February 19, 2014 Kim Minichiello
Work in Progress of Paris Passy Gate, Watercolor on Archival Paper

Work in Progress of Paris Passy Gate, Watercolor on Archival Paper

I have been painting the last few days my commission for the cover art for the Coral Reef Restaurant at Epcot.  Since I can’t share any images yet,  I though I would post some work in progress photos of the painting I was working on while the design for the menu was being reviewed.

This piece is inspired by a gate in the neighborhood where I lived in Paris.  I lived in an area near the Trocadéro, where the Eiffel Tower is, called Passy.  This area has historical significance for a number of reasons, and evidence of it’s history are scattered about the area.

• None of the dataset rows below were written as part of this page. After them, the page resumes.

PR #86, opened 2020-11-20
Created view to see the top 10 similar photos for a given photo

eebanerjee:
- Created All Photos View to show all images sorted by map square
- When a photo in All Photos View is clicked, it opens the Similarity View
- Similarity View displays the 10 most similar photos given the photo in the URL


montsegarza:
@ryaanahmed We fail python linters, but it's in the backend so we don't know if we should invest time on that bit. Let us know!

ryaanahmed:
> @ryaanahmed We fail python linters, but it's in the backend so we don't know if we should invest time on that bit. Let us know!

@montsegarza nope, don't worry about it -- that linter failure is in code that _I_ wrote, so I'll lint it myself!

ryaanahmed:
The work here has also been merged into #93, so I'm going to close out this PR, merge this branch into that to make sure we haven't missed anything, and then review in one swoop over on #93.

It was home to Benjamin Franklin for his nine-year stay during the American Revolutionary War.  He helped maintain French support for the war effort during his time there.  At that time, Passy was a rural village and not really a part of Paris proper.  One can see many tributes to him throughout the 16th arrondissement.  There is a statue near the Trocadéro, a restaurant near where my daughter went to school,  and a street named after him.

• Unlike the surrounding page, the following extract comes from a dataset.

PR #88, opened 2020-11-24
Common Object Aggregator with YOLO Object Detection Model

sharabhuiyan:
- Added YOLO model to detect objects in photos.

- Used object detection to keep track of objects and their frequency in each photo.  This enables us to search up photos by object.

Work in Progress of Paris Passy Gate, Watercolor on Archival Paper

Work in Progress of Paris Passy Gate, Watercolor on Archival Paper

Artists, Édouard Manet and Berthe Morisotlived in the area and are buried in the Passy Cemetery. This is also the final resting place of Claude Debussy after being reinterred there from his initial burial at Père Lachaise.  His wife and daughter are buried with him. Balzac also lived and wrote in Passy and his home is a charming, quaint museum.

During the twentieth century, a group of avant guard artists part of the Cubists movement, dubbed themselves the “Artists of Passy”  to form a unit of solidarity. Few among them were painters, Albert Gleizes, Fernand Léger,  and Guillaume Apollinaire.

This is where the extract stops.